就在许念和朝儿说话这片刻,丫鬟们机灵的撤了晚膳,适时的送上三杯香茗,就悄然退下了,只留三位主子在内室。
孙父喝了口茶,没好气的瞪了眼孙白扬,孙白扬依然是那副冷淡自持的疏离模样,孙父的火气一下子就压不住了。
“白扬,你这段时间真的是太招摇了,先前如妃娘娘有孕,她这一胎本就怀像不好,是你用烧艾的手段才堪堪保住这一胎。你我都知道,要稳住龙胎,就要在足三里处烧艾,你可知,烧艾针灸之法,乃是宫中禁忌?如妃娘娘是皇上的女人,女子的玉足只有丈夫可窥,你这实属大不敬,你不要命了吗?”孙父气的指着孙白扬怒斥。

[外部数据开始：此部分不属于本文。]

PR #356, opened 2019-03-24
fix CMAKE_BUILD_TYPE default value

eolivi:
if you don't set CMAKE_BUILD_TYPE it remains void and does not compile with "-O3" optimization, ...

### DIFF
--- a/CMakeLists.txt
+++ b/CMakeLists.txt
@@ -3,25 +3,22 @@ project (OpenMEEG VERSION 2.4.9999 LANGUAGES C CXX)
 
 set(CMAKE_CXX_STANDARD 11)  # use c++11
 
-set(OpenMEEG_HEADER_INSTALLDIR include) # XXX I don't know why this should be here
-
 # Modify where to find the modules
 list(APPEND CMAKE_MODULE_PATH
     ${CMAKE_CURRENT_SOURCE_DIR}/cmake
     ${CMAKE_CURRENT_SOURCE_DIR}/cmake/utils
     ${CMAKE_CURRENT_SOURCE_DIR}/cmake/FortranCInterface
-    ${CMAKE_MODULE_PATH}
 )
 
 ################
 # OpenMEEG Configuration and needed things
 ################
 include(GenerateExportHeader)
-include(cmake/CompilerOptions.cmake)
-include(cmake/options.cmake)
-include(cmake/thirdParties.cmake)
-include(cmake/install.cmake)  # install setup (do it before adding targets)
-include(cmake/Uninstall.cmake)  # install setup (do it before adding targets)
+include(CompilerOptions)
+include(options)
+include(thirdParties)
+include(install)  # install setup (do it before adding targets)
+include(Uninstall)  # install setup (do it before adding targets)
 
 configure_file(${CMAKE_CURRENT_SOURCE_DIR}/OpenMEEGConfigure.h.in
                ${CMAKE_CURRENT_BINARY_DIR}/OpenMEEGConfigure.h)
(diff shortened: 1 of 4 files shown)


CMakeLists.txt
```diff
@@ -3,25 +3,22 @@ project (OpenMEEG VERSION 2.4.9999 LANGUAGES C CXX)
 
 set(CMAKE_CXX_STANDARD 11)  # use c++11
 
-set(OpenMEEG_HEADER_INSTALLDIR include) # XXX I don't know why this should be here
```
eolivi: I think we can remove that... but not sure

cmake/thirdParties.cmake
```diff
@@ -4,6 +4,9 @@
 
 set(BLA_DEFINITIONS)
 
+set(BLA_VENDOR "OpenBLAS" CACHE STRING "BLAS/LAPACK implementation")
```
agramfort: this overwrites argument passed by user?

cmake/thirdParties.cmake
```diff
@@ -4,6 +4,9 @@
...
+# cannot set this as travis sometimes use Intel10_64lp ...
+#set_property(CACHE BLA_VENDOR PROPERTY STRINGS OpenBLAS Intel ATLAS Apple)
```
agramfort: to remove then?

agramfort:
@massich can you also have a look? including to why travis fails on any new PR?

thanks a lot @eolivi

cmake/thirdParties.cmake
eolivi: no it does not (if you want to override you need FORCE)
it set a default value if there were no value

cmake/thirdParties.cmake
eolivi: yes... unless you want to turn your travis variable Intel10_64lp into Intel (other cases ?...)

cmake/thirdParties.cmake
massich: if I'm not mistaken, if not set it was complaining to force the user to make a choice.

CMakeLists.txt
```diff
@@ -3,25 +3,22 @@ project (OpenMEEG VERSION 2.4.9999 LANGUAGES C CXX)
...
 ################
 # OpenMEEG Configuration and needed things
 ################
 include(GenerateExportHeader)
-include(cmake/CompilerOptions.cmake)
-include(cmake/options.cmake)
-include(cmake/thirdParties.cmake)
-include(cmake/install.cmake)  # install setup (do it before adding targets)
-include(cmake/Uninstall.cmake)  # install setup (do it before adding targets)
+include(CompilerOptions)
```
massich: I am -1 in using only the file name. Explicit is better than implicit, and if your cmake paths are messed up (like having duplicated files in `cmake_old` for historical purposes) then it's not always clear.

cmake/thirdParties.cmake
massich: thinking about it I'm also -1 for this one. Setting `BLA_VENDOR` to something that you don't have causes a more nonesense error down the line.

it forces the user to set it.

Maybe what we should do is to keep it this way (unset) and write a nicer error message asking the user to take the time to think what does he want to compile and pass it properly. 

IMHO not setting things so that they carsh on the right time or force to pass parameters, is a feature not a bug.

agramfort:
is there maybe just a way to display the possible options as error message?

>

eolivi:
take whatever you want, I let you decide @massich ;-)

massich:
Thx @eolivi

PR #360, opened 2019-03-29
Fix: gforge upload

massich:


massich:
great it fails in the same manner

PR #568, opened 2022-08-24
BUG: Force users to specify domain_name

larsoner:
@agramfort was just hit by a bug where `DipSourceMat` was not working properly because he didn't specify that `domain_name='brain'`. This PR makes the `domain_name` a mandatory argument, which seems safer than ~~allowing it to be~~ defaulting it to an empty string.

### DIFF
--- a/apps/assemble.cpp
+++ b/apps/assemble.cpp
@@ -133,7 +133,7 @@ int main(int argc, char** argv)
         assert_non_conflicting_options(argv[0],++num_options);
 
         // Computation of distributed Surface Source Matrix for BEM Symmetric formulation
-        
+
         const Geometry geo(opt_parms[1],opt_parms[2],use_old_ordering);
         Mesh mesh_sources(opt_parms[3]);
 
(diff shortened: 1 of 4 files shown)


apps/assemble.cpp
```diff
@@ -172,8 +172,8 @@ int main(int argc, char** argv)
 
         const char* optname = opt_parms[0];
         const unsigned integration_levels = check_no_adapt(optname,{"-DipSourceMatNoAdapt", "-DSMNA", "-dsmna"}) ? 0 : 10;
-        
-        const Matrix& dsm = DipSourceMat(geo,dipoles,Integrator(3,integration_levels,0.001));
+
+        const Matrix& dsm = DipSourceMat(geo,dipoles,Integrator(3,integration_levels,0.001),domain_name);
```
larsoner, line 176: I think this was perhaps a legitimate bug that was hiding behind the default, as the `domain_name` defined above is not used otherwise (other than to emit a message)

larsoner:
I'll merge this to keep the fixes going, but @papadop if you see a better solution I'm happy to follow up!

PR #569, opened 2022-08-24
BUG: Set barrier when not reading from file

agramfort:
…om file


larsoner:
I'll merge when green -- I had to remove the `mne_sample` tests because you did not push the data @agramfort , and the `.tri` files I had did not appear to work. This could be a nice follow-up PR, though!

PR #574, opened 2022-08-26
add wrapping for SymMatrix in Python

agramfort:


larsoner:
Will merge when green, thanks in advance @agramfort !

PR #576, opened 2022-08-26
ENH : add support for one layer in make_nested_geometry function

agramfort:


larsoner:
LGTM is a false alarm, marking for merge when green. Thanks @agramfort !

PR #579, opened 2022-08-27
MAINT: Remove ruby and legacy code

### LINKED ISSUE #575: MAINT: Remove ruby wrappers
Can we remove the ruby wrappers? They aren't built or tested AFAIK

larsoner:
Closes #575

孙白扬嗤笑一声,“可我还是助如妃娘娘平安的产下了小格格。孙大人,你做不到的事,不代表我也做不到。”
“平安?你竟然敢为如妃娘娘催产,你这是在用自己的命在赌!女子生产,本就是生死一线,这次如妃娘娘能顺利生下小格格,是你运气好,是你额娘在天有灵,在保佑你,可人的好运气,是会用完的。为父真是不明白,你是真傻还是在装傻?你如此卖力的帮助如妃,无形中,已经将自己划入了如妃的阵营。为父是没的选,可你呢?你是上赶着往这漩涡中冲!皇上的后宫中,皇后和如妃向来势不两立,你这是在惹祸上身。”孙父越说越来气,说到最后,气的拍手抚胸顺气。
“你是怕我惹祸上身?还是怕城门失火,殃及池鱼?”孙白扬看着孙父质问道,语气中不见半分父子亲近。
“你,你……”许念急忙走到孙父身前,给他拍背顺顺气,又倒了杯清茶递到孙父手边,“公公,您消消气,注意身体,有话慢慢说。”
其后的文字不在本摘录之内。